The Power10 superscalar, multithreading, multi-core microprocessor family is based on the open source Power ISA. It was announced in August 2020 at the Hot Chips conference. Systems with Power10 CPUs were generally available from September 2021 in the IBM Power10 Enterprise E1080 server. The processor is designed to have 15 cores available, but a spare core will be included during manufacture to cost-effectively allow for yield issues. The main features of Power10 are higher performance per watt and better memory and I/O architectures, with a focus on artificial intelligence (AI) workloads.
Power10-based processors is manufactured by Samsung using a 7 nm process with 18 layers of metal and 18 billion transistors on a 602 mm2 silicon die.
Each Power10 core has doubled up on most functional units compared to its predecessor POWER9. The core is eight-way multithreaded (SMT8) and has 48 KB instruction and 32 KB data L1 caches, a 2 MB large L2 cache and a very large translation lookaside buffer (TLB) with 4096 entries.
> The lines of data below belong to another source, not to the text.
Issue #761, opened 2026-02-15
[BUG] FT.SEARCH/FT.AGGREGATE can deadlock in cluster mode when executed from LUA/multi/exec


allenss-amazon:
**Describe the bug**

If two or more nodes in a cluster attempt a query command from a synchronous context (LUA/multi/exec), then it's possible to deadlock those nodes.

The failure happens because each makes a cross-shard RPC request. Upon receiving the RPC the mainthread must be used to access the database to provide current values of located keys. However, the mainthread can't be accessed because the LUA/multi/exec is sitting on the mainthread waiting for the result.

**To Reproduce**

As described above.

**Expected behavior**

Potential Solutions:

1. Disallow query options in CME form a LUA/multi context.
2. Enable the RPC "wait loop" to service remote RPC requests. The downside of this approach is that it exposes the state of the database in the middle of what's typically considered to be an atomic operation.

**Environment**

Additional information to reproduce the failure

- Valkey Search Module Version
- Valkey Core Version 

**Additional context**

PR #806, opened 2026-02-23
Add multi/lua integration tests with search commands

### LINKED ISSUE #718: [TEST] Need to write a test to ensure that multi/exec/LUA scripts and search are well behaved.
** Item not tested **

Need a test for the interactions between multi/exec/lua and all search operations.

** Testing Method **

FT._LIST, FT.SEARCH LOCALONLY and FT.INFO LOCAL need to be tested in a multi/exec and a lua context. Both CMD and CME. These commands should execute just fine, i.e., no error and give meaningful results.

The other search commands: FT.SEARCH (not localonly), FT.AGGREGATE, FT.CREATE, FT.DROPINDEX and FT.INFO PRIMARY / LOCAL. Should be fine in CMD but fail in CME. This needs to be tested in both multi/LUA context.

Ingestion needs to be tested, i.e., we need to ingestion keys into an index within a multi/LUA context.

Consistency needs to be tested also, i.e., an ingestion followed by a query must include the newly ingested data in the query (assuming it satisfies the query). Again must be tested both multi/LUA contexts.

baswanth09:
Add multi/lua integration tests for CMD and CME modes. 
Resolves: #718 
The potential deadlock scenario described in #761 is not possible as we skip fanout if the command is in multi/lua context.
https://github.com/valkey-io/valkey-search/blob/5fe1676e8ad03345e6d9818744097fbef4a10005/src/commands/commands.cc#L134-L138

Added an error message to reject the multi/lua queries in CME mode.

### DIFF
--- a/integration/test_multi_lua.py
+++ b/integration/test_multi_lua.py
@@ -17,10 +17,7 @@ from indexes import *
 INDEX = "idx"
 OK = b"OK"
 QUEUED = b"QUEUED"
-
-
-def _create_index(client: Valkey, index: str = INDEX):
-    assert client.execute_command("FT.CREATE", index, "SCHEMA", "price", "NUMERIC", "title", "TEXT") == OK
+FANOUT_NOT_SUPPORTED_ERR = "MULTI/EXEC or Lua script are not supported in CME mode"
 
 
 def _lua_call(cmd: str, *args: str) -> str:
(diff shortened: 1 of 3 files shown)


integration/test_multi_lua.py
```diff
@@ -1,79 +1,376 @@
...
+
+# ---------------------------------------------------------------------------
+# CMD (standalone) tests
+# ---------------------------------------------------------------------------
+
+class TestMultiLua(ValkeySearchTestCaseBase):
 
     def test_multi_exec_case1(self):
         """
         Test that HSET done outside a MULTI/EXEC on a key that was modified
```
allenss-amazon: This test doesn't accomplish what the text says it does. Without a second client nothing useful is being tested. Let's either nuke the test or fix it.

integration/test_multi_lua.py
```diff
@@ -1,79 +1,376 @@
...
         # for the cpp_book, followed by a search query.
-        assert client.execute_command("MULTI") == self.OK
-        assert client.hset("cpp_book", "price", 65) == self.QUEUED
-        assert client.hset("rust_book", "price", 50) == self.QUEUED
+        assert client.execute_command("MULTI") == OK
+        assert client.hset("cpp_book", "price", 65) == QUEUED
+        assert client.hset("rust_book", "price", 50) == QUEUED
         client.execute_command("EXEC")
         # This call should not be blocked.
         assert client.hset("cpp_book", "price", 70) == 0
```
allenss-amazon: Again, this isn't testing anything interesting.

integration/test_multi_lua.py
```diff
@@ -1,79 +1,376 @@
...
+        _create_books_price_index(client)
+        assert client.execute_command("MULTI") == OK
+        assert client.execute_command("FT.INFO", INDEX, *extra_args) == QUEUED
+        results = client.execute_command("EXEC")
+        assert results is not None
+        info = FTInfoParser(results[0])
+        assert info.index_name == INDEX
+
+    @pytest.mark.parametrize("extra_args", [[], ["LOCALONLY"]], ids=["search", "search localonly"])
+    def test_multi_exec_ft_search(self, extra_args):
```
KarthikSubbarao: Can we validate text search?

allenss-amazon (commented):
Let's reduce the number of distinct "tests" by combining these into a reduced number of tests (maybe 1 each for CMD and CME). There is high overhead for starting up a cluster which would happen for each of these trivial tests and thus this would add substantial wall-time to this test file as written.

integration/test_multi_lua.py
baswanth09: Updated in the revision

integration/test_multi_lua.py
baswanth09: These are existing tests. Removed them in the revision

allenss-amazon (approved):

Latency cycles to the different cache stages and TLB has been reduced significantly. Each core has eight execution slices each with one floating-point unit (FPU), arithmetic logic unit (ALU), branch predictor, load–store unit and SIMD-engine, able to be fed 128-bit (64+64) instructions from the new prefix/fuse instructions of the Power ISA v.3.1. Each execution slice can handle 20 instructions each, backed up by a shared 512-entry instruction table, and fed to 128-entry-wide (64 single-threaded) load queue and 80-entry (40 single-threaded) wide store queue. Better branch prediction features have doubled the accuracy. A core has four matrix math assist (MMA) engines, for better handling of SIMD code, especially for matrix multiplication instructions where AI inference workloads have a 20-fold performance increase.
The processor has two "hemispheres" with eight cores each, sharing a 64 MB L3 cache for a total of 16 cores and 128 MB L3 caches. Due to yield issues, at least one core is always disabled, reducing L3 cache by 8 MB to a usable total of 15 cores and 120 MB L3 cache. Each chip also has eight crypto accelerators offloading common algorithms such as AES and SHA-3.
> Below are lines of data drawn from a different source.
Issue #792, opened 2026-02-19
[BUG] Memory Leak Triage


Aksha1812:
**Describe the bug**
Multiple tests showing memory leaks while running integration asan tests

**To Reproduce**
Vibe coded script to generate summary

you can run below like `./run_asan_tests.sh`  OR `./run_asan_tests.sh test_fulltext` , if you want to run specific tests. You would need to have everything setup before this this script just runs the tests and creates summary. also you might need to make small tweaks based on your setup. i just created this temporarily to generate summary of all leaks.  

run_asan_tests.sh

Increased clock gating and reworked microarchitecture at every stage, together with the fuse/prefix instructions enabling more work with fewer work units, and smarter cache with lower memory latencies and effective address tagging reducing cache misses, enables the Power10 core to consume half the power as POWER9. Combined with the improvements in the compute facilities by up to 30% makes the whole processor perform 2.6× better per watt than its predecessor. And in the case of mounting two cores on the same module, up to 3 times as fast in the same power budget.
As the cores can act like eight logical processors each of the 15-core processor looks like 120 cores to the operating system. On a dual-chip module, that becomes 240 simultaneous threads per socket.
The chips have completely reworked memory and I/O architectures, using the open Coherent Accelerator Processor Interface (OpenCAPI) and Open Memory Interface (OMI). Using serial memory communications to off chip controllers reduces signaling lanes to and from the chip, increases the bandwidth and allows the processor to be flexible in its memory technology.